Jens Neuhalfen

This & That

Random Ramblings about Life, the Universe, and Everything

LeetCode #23 : Merge k Sorted Lists

$O(n * log(k))$ solution in python3: faster than 83.12%

[Jens Neuhalfen]

8 minutes read

Description

Merge k sorted linked lists and return it as one sorted list.

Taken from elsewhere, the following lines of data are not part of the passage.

PR #33885, opened 2026-06-25
fix(tui): bridge node_modules @opentui imports so npm-spec TUI plugins load

### LINKED ISSUE #33884: TUI plugins referenced by npm package spec silently fail to load in 1.17.10 (OpenTUI 0.4.2 dual-entry regression)
> **Status:** Mitigated on `dev` by reverting the OpenTUI 0.4.2 bump (#33842) — `dev` is back on 0.3.4 where npm-spec TUI plugins load. This issue documents the underlying loader problem (which the revert does not fix) so the eventual 0.4.2 re-bump does not reintroduce it. Only the shipped **v1.17.10** is affected.

## Summary

Between **v1.17.9** and **v1.17.10**, TUI plugins referenced by their **npm package spec** in `~/.config/opencode/tui.json` (e.g. `{"plugin": ["@slkiser/opencode-quota"]}`) silently stop loading. The sidebar panel never renders, the plugin's slash commands never register, and nothing useful is surfaced to the user.

Confirmed scope of the regression:

- **Server-side** plugins (same package, listed in `opencode.json` `plugin` array) still load fine in 1.17.10.
- Loading the **identical** plugin from a local **`file://`** absolute path (outside any `node_modules` dir) in `tui.json` still works in 1.17.10.
- Only the **npm-package-spec → TUI** resolution path is broken.

## Root cause

The regression bisects to the OpenTUI bump in #33610 (`@opentui/* 0.3.4 → 0.4.2`): 1.17.9 (OpenTUI 0.3.4) works, 1.17.10 (OpenTUI 0.4.2) does not, and the bump is the only change in range touching the npm-spec TUI load path. opencode's own TUI loader code (`packages/opencode/src/plugin/tui/runtime.ts`, `loader.ts`) is byte-unchanged across the range.

The underlying problem is that **npm-spec TUI plugins load their own isolated copy of `@opentui/solid` from `node_modules` instead of the host's instance.** opencode installs an npm TUI plugin into an isolated tree at `~/.cache/opencode/packages/<spec>/node_modules/<name>/` (`packages/core/src/npm.ts`, Arborist `reify`). The example plugin declares `@opentui/solid` as a direct dependency, so Arborist nests that copy inside the plugin's own `node_modules` — a different version/instance than the host opencode binary bundles. Under OpenTUI 0.4.2 this isolation produces **two independent obstacles**, verified on-machine:

**(a) The Solid JSX transform never runs on the plugin (the proximate crash).**
`dist/tui.tsx` declares `/** @jsxImportSource @opentui/solid */`. Normally OpenTUI's Solid Babel transform (`bun-plugin-solid` / `solid-plugin.js`, registered by `ensureRuntimePluginSupport`) rewrites JSX onto the bridged runtime so the literal `@opentui/solid/jsx-runtime` import never happens. But that transform's file filter contains a **hardcoded `node_modules` exclusion**:

```js
const sourceFilter = input.resolvePath
  ? /^(?!.*[/\\]node_modules[/\\]).*\.[cm]?[jt]sx?(?:[?#].*)?$/
  : /^(?!.*[/\\]node_modules[/\\]).*\.[cm]?[jt]sx(?:[?#].*)?$/;
```

npm-spec plugins live under `node_modules`, so the transform is skipped, Bun native-loads the JSX, and `@opentui/solid/jsx-runtime` resolves to the plugin's **nested copy**, whose `./jsx-runtime` export points only at `jsx-runtime.d.ts` (a TypeScript stub — no JS, no `jsxDEV`). Result: a thrown `Export named 'jsxDEV' not found in module '.../@opentui/solid/jsx-runtime.d.ts'`.

**(b) Renderer-instance skew (the deeper issue).**
Even past the JSX crash, the plugin's `@opentui/solid` is a different physical module than the host's, so each has its own module-level `RendererContext = createContext()` singleton. `useContext(RendererContext)` / `<Slot>` in the plugin never find the host's slot registry → the panel never mounts and commands register on a dead renderer. 0.4.2 makes this worse via the new conditional `bun`/`node` exports (`index.bun.js` vs `index.js` are different physical files, each with their own `RendererContext`), so even matching versions can diverge by export condition.

Both obstacles are silent: the thrown import error is routed through the TUI runtime's error path, but opencode's TUI runs in the terminal alternate-screen buffer, so the `console.error` is painted over and never seen.

This explains all three facts: **server** plugins never touch the OpenTUI renderer (fine); **`file://`** plugins live outside `node_modules` so the Solid transform runs and their `@opentui` imports are bridged to the host instance (fine); **npm-spec** plugins are excluded from the transform and resolve an isolated, mismatched copy (broken).

## Reproduction / verification

Verified on macOS, opencode 1.17.10 (Homebrew), Bun 1.3.14, with `@slkiser/opencode-quota`:

```
# Host (Bun) resolves the bare specifier to the bun-conditioned entry:
bun import.meta.resolve('@opentui/solid')  =>  .../@opentui/solid/index.bun.js

# Register the real 0.4.2 runtime plugin with opencode's default options, then import the
# plugin's dist/tui.tsx from node_modules:
plugin import THREW: Export named 'jsxDEV' not found in module '.../@opentui/solid/jsx-runtime.d.ts'
host RendererContext === plugin RendererContext ?  false   # separate instances
```

Cross-check: copying the identical plugin code to a path **outside** `node_modules` (mimicking `file://`) makes the `jsxDEV`/jsx-runtime throw disappear — confirming the `node_modules` location, not bare-specifier bridging, is the blocker.

**A note on the obvious one-line lever:** enabling `nodeModulesBareSpecifiers: true` on `ensureRuntimePluginSupport` was tested and is **not sufficient** — it only affects the core runtime-plugin's bare-import rewriting (`runtime-plugin.js`), not the Solid transform's `node_modules` exclusion, so the proximate `jsxDEV` throw remains and the instance skew is unaddressed.

## Suggested fix directions

In rough order of how completely they address the root cause:

1. **Make npm-spec TUI plugins resolve the host's `@opentui/*` instead of their own nested copy** — dedupe/strip the plugin's bundled `@opentui/*` during install, or install so `@opentui/*` hoists to the host version. This mirrors the working `file://` behavior and resolves both the version skew and (by making the resolved module the host's) the instance identity.
2. Relax the Solid transform's hardcoded `node_modules` exclusion for the plugin cache tree (upstream `@opentui/solid` `solid-plugin.js`) and add `@opentui/solid/jsx-runtime` to the bridge set — addresses the proximate crash, but on its own still leaves the version/instance skew.
3. Independently: have the TUI plugin loader surface load/import errors to a persistent log (file), so this class of failure isn't completely silent.

## Workaround

Reference the plugin by an absolute `file://` path (outside any `node_modules` dir) in `tui.json` instead of the npm spec — that path runs through the Solid transform and is bridged to the host renderer, and works in 1.17.10.

## Environment

- opencode 1.17.10 (Homebrew), Bun 1.3.14, macOS (arm64)
- Regression range: `v1.17.9..v1.17.10`
- Culprit commit: `8cc79f7432982246e403da770b022d451ec7fba1` — `deps: update OpenTUI to 0.4.2 (#33610)`

lindeberg:
## What this fixes

Fixes #33884.

Since v1.17.10, TUI plugins referenced by their **npm package spec** in `tui.json` (e.g. `{"plugin": ["@slkiser/opencode-quota"]}`) silently stop loading — no sidebar panel, no slash commands, no visible error. Server plugins and `file://` TUI plugins are unaffected.

## In plain terms

opencode installs an npm TUI plugin into its own isolated folder under `~/.cache/opencode/packages/<spec>/node_modules/<name>/`. Because that folder has its own `node_modules`, the plugin loads its **own** copy of `@opentui/solid` instead of the one the opencode app is already running. OpenTUI's Solid renderer keeps a module-level `RendererContext` singleton, so "the app's renderer" and "the plugin's renderer" end up being two different objects. The plugin then tries to register its panel/commands against a renderer the app isn't using, so nothing shows up — and the failure happens deep in module resolution, so no error reaches the user.

A `file://` plugin doesn't have this problem because it lives outside any `node_modules` directory, so OpenTUI's loader already rewrites its `@opentui/*` imports onto the app's instance. The npm-spec path is the only one that broke, and it broke when OpenTUI 0.4.2 (#33610) introduced dual `bun`/`node` entry files for `@opentui/solid`, which made the isolated copy diverge from the host copy.

## Technical detail

OpenTUI's runtime plugin bridges bare `@opentui/*` imports onto the host's registered runtime modules, but for paths inside `node_modules` that bridging is gated behind rewrite options that default to `nodeModulesBareSpecifiers: false`. Non-`node_modules` (i.e. `file://`) plugins are bridged unconditionally.

The fix enables `nodeModulesBareSpecifiers` when opencode installs the OpenTUI Solid runtime support, so bare `@opentui/*` imports inside the plugin cache tree are rewritten onto the host's registered instances — giving npm-spec plugins the same renderer instance the host uses, exactly like `file://` plugins already get.

```ts
ensureRuntimePluginSupport({
  additional: keymapRuntimeModules,
  rewrite: { nodeModulesBareSpecifiers: true },
})
```

One line of behavior change in `packages/opencode/src/plugin/tui/runtime.ts`, plus an explanatory comment.

## Verification

Reproduced on macOS, opencode 1.17.10 (Homebrew), Bun 1.3.14, using `@slkiser/opencode-quota`:

- The host (Bun) resolves `@opentui/solid` to `index.bun.js`; the isolated plugin tree resolves a different `@opentui/solid` (`index.js`).
- Loading the runtime plugin with the **current** defaults and importing the plugin's `dist/tui.tsx` from `node_modules` yields `host RendererContext === plugin RendererContext → false` (separate instances), matching the reported silent failure.
- The `file://` workaround works precisely because that path is bridged unconditionally.

See #33884 for the full investigation and evidence.

## Notes for reviewers

- This relies on the rewrite plumbing already present in `@opentui/core`'s runtime plugin (`nodeModulesBareSpecifiers`), so no upstream OpenTUI change is required.
- Worth a sanity check that enabling bare-specifier rewriting in `node_modules` doesn't pull additional packages through the rewrite loader in a way that affects startup; in testing it was scoped to the registered runtime specifiers (`@opentui/*`, `solid-js`, `solid-js/store`).

### DIFF
--- a/packages/opencode/src/plugin/tui/runtime.ts
+++ b/packages/opencode/src/plugin/tui/runtime.ts
@@ -43,7 +43,16 @@ import { RuntimeFlags } from "@/effect/runtime-flags"
 import { Effect } from "effect"
 import { createPluginRuntime, type PluginRuntime, type TuiPluginHost } from "@opencode-ai/tui/plugin/runtime"
 
-ensureRuntimePluginSupport({ additional: keymapRuntimeModules })
+// Bridge bare `@opentui/*` imports inside node_modules onto the host's registered runtime
+// instances. npm-spec TUI plugins are installed into an isolated tree
+// (~/.cache/opencode/packages/<spec>/node_modules/<name>/), so without this they resolve their
+// own copy of @opentui/solid (a separate RendererContext singleton) and their slots/commands
+// silently never attach to the host renderer. `file://` plugins live outside node_modules and
+// are already bridged, which is why only the npm-spec path regressed with OpenTUI 0.4.2.
+ensureRuntimePluginSupport({
+  additional: keymapRuntimeModules,
+  rewrite: { nodeModulesBareSpecifiers: true },
+})
 
 type PluginLoad = {
   options: ConfigPluginV1.Options | undefined


lindeberg:
Closing this — it's both ineffective and redundant.

**Redundant:** `dev` already reverted the OpenTUI 0.4.2 bump in #33842 (merged), so `@opentui/solid` is back to 0.3.4 (single-entry) where npm-spec TUI plugins load fine. The regression no longer exists on `dev`.

**Ineffective:** I verified the `nodeModulesBareSpecifiers: true` change in this PR does **not** actually fix the bug against the real 0.4.2 packaging. With the flag on, importing the plugin's `dist/tui.tsx` from `node_modules` still throws `Export named 'jsxDEV' not found ... jsx-runtime.d.ts`, and `host RendererContext === plugin RendererContext` is still `false`.

Root cause of why the flag is insufficient (for whoever re-attempts the 0.4.2 bump): the proximate failure is OpenTUI's Solid babel transform (`@opentui/solid/scripts/solid-plugin.js`), whose file filter hardcodes a `node_modules` exclusion:

```js
const sourceFilter = input.resolvePath
  ? /^(?!.*[/\\]node_modules[/\\]).*\.[cm]?[jt]sx?(?:[?#].*)?$/
  : /^(?!.*[/\\]node_modules[/\\]).*\.[cm]?[jt]sx(?:[?#].*)?$/;
```

npm-spec plugins live under `~/.cache/opencode/.../node_modules/`, so the Solid transform never runs on them, Bun falls back to native JSX, and `@jsxImportSource @opentui/solid` resolves `@opentui/solid/jsx-runtime` to the plugin's bundled stub. That exclusion is in a different Bun plugin and is not gated by `nodeModulesBareSpecifiers`. There's also a version-skew dimension (plugin bundles its own older `@opentui/solid`, distinct instance from the host). Details in #33884.

So: the revert is the correct fix for now. If 0.4.2 is re-attempted, the durable fix is to make npm-spec plugins resolve the host's `@opentui/*` (dedup/override at install) and/or relax the Solid transform's `node_modules` exclusion for the plugin cache tree — not this flag.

Analyze and describe its complexity.

Example:

Input:
[
  1->4->5,
  1->3->4,
  2->6
]
Output: 1->1->2->3->4->4->5->6

(From the problem description)

Test Vectors

It is not said in the problem statement, but the implementation bases on the following assumptions

Ordering
All lists are ordered ascending and have comparable types.
Empty lists
Any list can be empty (None) but every node as a non-empty value.
nums solution Comment
[ [1,4,5], [1,3,4], [2,6] ] [1,1,2,3,4,4,5,6]
[] [] \(k = 0\) is valid
[ [1]] [1]
[ [], [] ] [] all empty lists is a valid input
[ [100], …, [1] ] [1..100]

Solutions

Problem API

# Definition for singly-linked list.
# class ListNode:
#     def __init__(self, x):
#         self.val = x
#         self.next = None
class Solution:
    def mergeKLists(self, lists: List[ListNode]) -> ListNode:

For debugging purposes it would be nice to print the whole list, so the ListNode class gets a minor upgrade:

from typing import List
class ListNode:

    __slots__ = ['val', 'next']

    def __init__(self, x):
        self.val = x
        self.next = None

    def __str__(self):
        if self.next:
            return f"{self.val}->{self.next}"
        else:
            return f"{self.val}->END"

    def __repr__(self):
        return self.__str__()

    def has_next(self):
        return self.next is not None

    def has_value(self):
        return self.val is not None

# --- helper methods for testing ---
def to_node(digits) -> ListNode:
    if not digits: return None
    # copy that .. we will change it
    digits = list(digits)
    head_node = ListNode(digits.pop(0))
    n = head_node
    while digits:
            n.next = ListNode(digits.pop(0))
            n = n.next
    return head_node

def to_nodes(lists) -> List[ListNode]:
    return [ to_node(sl) for sl in list(lists) ]

def from_node(head : ListNode) -> List:
    r = []
    while head:
        r.append(head.val)
        head = head.next
    return r

Tests

The test vectors are implemented by the following tests:

import os
import pytest

from typing import List

from supplemental import ListNode
from supplemental import to_node, to_nodes, from_node

class BaseTestClass:
    def test_test_vector_from_problem_ok(self):
        lists = to_nodes([[1,4,5], [1,3,4], [2,6]])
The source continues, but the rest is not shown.